Those of us [with both domain and statistical expertise] possess a broad knowledge of data engineering, analytics, process engineering, quality production; it's not just modeling! At the moment, I’m in a process engineering group at HUBER+SUHNER, but the more analytics I do, the more support I can offer to other engineers. Sometimes I see that they don’t fully understand what they are doing and get stuck in the process, which is why I set up a five-day course to really deepen their understanding of not just how to perform analytics, but also why to perform it.
Meg: What do you see as the main difference between traditional statistical training and statistical or analytical thinking?
Mauro: To me, it seems that classical teaching set a stage where every step you perform will work and lead to the desired result. It’s like learning how to drive a car. Sure, it is important to know how to steer, accelerate, brake and understand what all the buttons do, but also important is knowing how to avoid a bumpy road ahead or when to turn left or right – and you may get lost. This classical approach can lead to frustration or even lead you to quit statistics because it didn’t work as promised, even when you were following the chain of clicks as given in the examples.
Meg: So it's strict methods versus critical thinking.

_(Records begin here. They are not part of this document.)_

PR #192, opened 2016-07-01
Addition of libm sin, cos and tan plus assembler support. This code i…

mcberg2016:
…s OCA signed..


rschatz:
In `AMD64MathIntrinsicOp` you're adding new `temp` registers unconditionally. They are only used by the `sin`, `cos` and `tan` stubs, not by the `log` and `log10` stubs. I think they should only be allocated when they are really needed.

Other than that, looks good.

tkrodriguez:
There seem to be some unused declarations in AMD64MathIntrinsicOp.java.  I can't directly note them since github thinks the diff is too big.  mx gate -t BuildJavaWithEcj will show them to you.  You'll need to have ecj.jar available for that command to work.  You can download a copy from http://archive.eclipse.org/eclipse/downloads/drops4/R-4.5.2-201602121500/ecj-4.5.2.jar.  See the environment variable JDT to point at the downloaded file.

PR #195, opened 2016-07-09
use jvmci enabled jdk8 builds

dougxc:
Revives the Travis gate using the openjdk based jvmci binaries at https://github.com/dougxc/openjdk8-jvmci-builder/releases.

Mauro: Yes. That’s the link that may prevent some people from being more successful in analytics or stop a constructive exchange or agreement. I stopped counting how many measurement system analyses (MSA) I had to redo because people were holding onto the notion that a sole index determines whether a system is capable, even when the process is very stable and thus measuring variation is very hard. The customer suggested we introduce “bad” parts into the mix. But then the process variation is not represented and the whole MSA becomes meaningless, because you can then freely choose what figures you will get by altering a piece.
I assume in that case someone taught them that if the index is below a certain value, the system is not capable, but not how that number comes to be and what it means.
Meg: Interesting. How do you explain the difference to those who are not as deeply immersed in analytics as you are? How do you build the business case to your management that they should support an evolution in thinking from Six Sigma to modern analytics?
Mauro: I find it personally difficult to communicate the benefits and future potential of statistics when I use it in my daily work and dive head-first into it when, on the other hand, it can look complicated and overwhelming when presented with formulas, graphics, numbers and endless ways to analyze data.
One thing I try is to write scripts that acquire data from databases or import from a file and reshape the table, so it becomes useful to the user. This helps avoid some hurdles in the first analytics steps by saving a lot of time; it can even trigger the curiosity to dig deeper.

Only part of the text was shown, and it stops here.